PROBLEM DETAILS -
All lines in the records below with the word "multiple" must be returned.

RECORDS SUPPLIED -
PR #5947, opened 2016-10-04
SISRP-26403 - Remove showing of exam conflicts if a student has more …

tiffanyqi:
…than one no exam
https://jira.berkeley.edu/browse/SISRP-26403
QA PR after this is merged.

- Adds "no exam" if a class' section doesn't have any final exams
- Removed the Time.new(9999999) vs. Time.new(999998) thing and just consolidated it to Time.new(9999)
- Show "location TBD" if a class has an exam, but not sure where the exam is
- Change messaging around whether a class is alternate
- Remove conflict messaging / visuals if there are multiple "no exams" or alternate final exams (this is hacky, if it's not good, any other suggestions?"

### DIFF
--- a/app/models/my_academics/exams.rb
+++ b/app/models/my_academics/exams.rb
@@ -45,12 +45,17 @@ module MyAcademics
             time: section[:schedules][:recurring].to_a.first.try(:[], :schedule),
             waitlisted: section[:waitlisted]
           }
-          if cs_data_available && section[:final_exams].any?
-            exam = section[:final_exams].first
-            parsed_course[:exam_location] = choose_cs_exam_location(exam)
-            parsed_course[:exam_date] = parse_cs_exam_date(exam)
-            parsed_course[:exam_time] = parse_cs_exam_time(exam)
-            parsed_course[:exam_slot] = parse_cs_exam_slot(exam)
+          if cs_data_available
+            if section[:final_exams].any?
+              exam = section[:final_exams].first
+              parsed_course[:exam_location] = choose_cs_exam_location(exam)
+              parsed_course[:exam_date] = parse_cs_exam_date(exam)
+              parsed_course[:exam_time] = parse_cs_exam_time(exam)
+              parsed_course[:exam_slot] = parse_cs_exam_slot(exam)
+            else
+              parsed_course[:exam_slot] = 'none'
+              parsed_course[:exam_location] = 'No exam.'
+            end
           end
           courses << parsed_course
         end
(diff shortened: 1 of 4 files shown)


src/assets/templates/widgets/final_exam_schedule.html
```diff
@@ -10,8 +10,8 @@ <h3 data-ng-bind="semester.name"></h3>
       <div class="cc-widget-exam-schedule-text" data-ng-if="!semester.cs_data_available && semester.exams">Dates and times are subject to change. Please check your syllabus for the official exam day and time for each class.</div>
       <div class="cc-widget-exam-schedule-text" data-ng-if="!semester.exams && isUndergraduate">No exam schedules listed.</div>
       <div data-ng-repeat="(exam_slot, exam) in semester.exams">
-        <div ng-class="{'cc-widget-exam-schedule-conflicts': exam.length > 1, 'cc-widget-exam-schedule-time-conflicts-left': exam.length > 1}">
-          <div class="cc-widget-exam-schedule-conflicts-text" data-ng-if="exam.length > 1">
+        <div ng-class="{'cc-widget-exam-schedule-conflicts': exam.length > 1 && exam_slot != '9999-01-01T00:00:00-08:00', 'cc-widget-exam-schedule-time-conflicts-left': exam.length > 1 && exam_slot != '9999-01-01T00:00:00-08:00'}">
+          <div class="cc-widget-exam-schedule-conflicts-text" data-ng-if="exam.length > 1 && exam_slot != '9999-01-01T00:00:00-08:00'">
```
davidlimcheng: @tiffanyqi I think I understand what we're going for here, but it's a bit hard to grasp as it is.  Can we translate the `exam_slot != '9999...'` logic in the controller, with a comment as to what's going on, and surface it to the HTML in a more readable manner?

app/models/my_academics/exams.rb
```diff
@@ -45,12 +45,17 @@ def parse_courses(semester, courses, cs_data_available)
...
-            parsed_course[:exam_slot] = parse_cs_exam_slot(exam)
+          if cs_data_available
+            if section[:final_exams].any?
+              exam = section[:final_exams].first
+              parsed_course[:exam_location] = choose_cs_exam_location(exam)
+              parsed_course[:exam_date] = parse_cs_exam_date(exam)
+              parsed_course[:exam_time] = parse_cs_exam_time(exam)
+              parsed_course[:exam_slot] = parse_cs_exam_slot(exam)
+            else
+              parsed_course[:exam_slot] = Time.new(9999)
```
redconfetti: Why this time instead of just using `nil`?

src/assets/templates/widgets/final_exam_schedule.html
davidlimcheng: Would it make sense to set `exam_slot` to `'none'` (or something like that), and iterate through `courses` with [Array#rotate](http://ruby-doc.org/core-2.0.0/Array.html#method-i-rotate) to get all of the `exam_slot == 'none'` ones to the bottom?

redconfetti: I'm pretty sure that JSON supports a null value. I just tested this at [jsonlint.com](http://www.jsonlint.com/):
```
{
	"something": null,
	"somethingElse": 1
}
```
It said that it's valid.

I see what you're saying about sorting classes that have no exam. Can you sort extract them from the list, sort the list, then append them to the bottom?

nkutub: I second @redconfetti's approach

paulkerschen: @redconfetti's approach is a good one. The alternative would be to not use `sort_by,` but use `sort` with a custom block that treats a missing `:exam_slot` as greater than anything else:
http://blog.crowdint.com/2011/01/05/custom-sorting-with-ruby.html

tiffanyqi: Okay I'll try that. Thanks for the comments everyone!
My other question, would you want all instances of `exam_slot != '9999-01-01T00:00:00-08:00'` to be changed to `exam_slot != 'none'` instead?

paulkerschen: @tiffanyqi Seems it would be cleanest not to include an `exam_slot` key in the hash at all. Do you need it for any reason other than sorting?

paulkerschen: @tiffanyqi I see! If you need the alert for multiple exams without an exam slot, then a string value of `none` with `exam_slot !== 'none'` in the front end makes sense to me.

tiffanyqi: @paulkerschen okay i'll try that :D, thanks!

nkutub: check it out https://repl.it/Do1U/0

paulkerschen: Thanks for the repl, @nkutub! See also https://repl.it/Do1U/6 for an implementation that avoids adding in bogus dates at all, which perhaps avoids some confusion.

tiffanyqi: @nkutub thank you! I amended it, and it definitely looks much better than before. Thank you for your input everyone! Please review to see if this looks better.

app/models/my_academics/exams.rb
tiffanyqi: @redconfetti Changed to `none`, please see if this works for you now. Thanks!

==

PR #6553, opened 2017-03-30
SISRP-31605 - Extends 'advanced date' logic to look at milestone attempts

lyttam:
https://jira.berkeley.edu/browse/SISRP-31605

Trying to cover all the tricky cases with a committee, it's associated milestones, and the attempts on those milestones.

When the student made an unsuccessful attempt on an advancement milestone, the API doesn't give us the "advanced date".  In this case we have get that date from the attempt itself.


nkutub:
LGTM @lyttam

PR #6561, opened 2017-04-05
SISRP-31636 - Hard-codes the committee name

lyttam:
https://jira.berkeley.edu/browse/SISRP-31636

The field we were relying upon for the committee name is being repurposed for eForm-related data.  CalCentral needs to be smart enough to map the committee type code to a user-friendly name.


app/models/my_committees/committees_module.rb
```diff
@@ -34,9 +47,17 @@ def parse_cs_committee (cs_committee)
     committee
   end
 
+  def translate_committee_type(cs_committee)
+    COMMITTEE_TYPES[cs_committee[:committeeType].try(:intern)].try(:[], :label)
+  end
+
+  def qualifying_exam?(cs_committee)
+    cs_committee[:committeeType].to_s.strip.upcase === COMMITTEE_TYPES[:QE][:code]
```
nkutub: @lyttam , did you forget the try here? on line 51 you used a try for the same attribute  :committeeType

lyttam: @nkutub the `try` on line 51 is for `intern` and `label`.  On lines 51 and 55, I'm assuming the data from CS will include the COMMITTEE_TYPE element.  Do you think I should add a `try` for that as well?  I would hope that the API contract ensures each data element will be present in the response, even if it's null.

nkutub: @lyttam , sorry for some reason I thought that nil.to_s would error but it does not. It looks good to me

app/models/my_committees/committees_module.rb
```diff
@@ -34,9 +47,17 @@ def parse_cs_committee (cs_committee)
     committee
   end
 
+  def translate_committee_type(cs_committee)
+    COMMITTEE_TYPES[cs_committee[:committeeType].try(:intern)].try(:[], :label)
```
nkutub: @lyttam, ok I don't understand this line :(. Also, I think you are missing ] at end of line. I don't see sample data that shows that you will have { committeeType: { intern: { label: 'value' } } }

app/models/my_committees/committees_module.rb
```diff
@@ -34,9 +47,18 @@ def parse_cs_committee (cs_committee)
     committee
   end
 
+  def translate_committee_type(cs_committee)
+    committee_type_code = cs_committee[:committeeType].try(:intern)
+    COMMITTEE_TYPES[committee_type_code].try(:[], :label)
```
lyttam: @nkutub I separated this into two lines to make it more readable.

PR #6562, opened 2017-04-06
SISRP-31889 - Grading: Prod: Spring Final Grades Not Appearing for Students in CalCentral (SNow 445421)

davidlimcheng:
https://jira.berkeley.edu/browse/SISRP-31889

--

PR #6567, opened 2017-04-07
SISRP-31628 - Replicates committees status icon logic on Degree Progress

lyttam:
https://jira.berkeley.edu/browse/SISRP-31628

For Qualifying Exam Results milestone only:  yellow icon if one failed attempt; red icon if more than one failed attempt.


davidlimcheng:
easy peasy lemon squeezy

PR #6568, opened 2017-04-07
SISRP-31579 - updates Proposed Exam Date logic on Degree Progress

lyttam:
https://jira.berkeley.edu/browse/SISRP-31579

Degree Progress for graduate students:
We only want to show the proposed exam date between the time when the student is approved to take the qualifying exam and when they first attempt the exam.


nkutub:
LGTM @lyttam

THE COMPLETED TASK -
- Remove conflict messaging / visuals if there are multiple "no exams" or alternate final exams (this is hacky, if it's not good, any other suggestions?"
paulkerschen: @tiffanyqi I see! If you need the alert for multiple exams without an exam slot, then a string value of `none` with `exam_slot !== 'none'` in the front end makes sense to me.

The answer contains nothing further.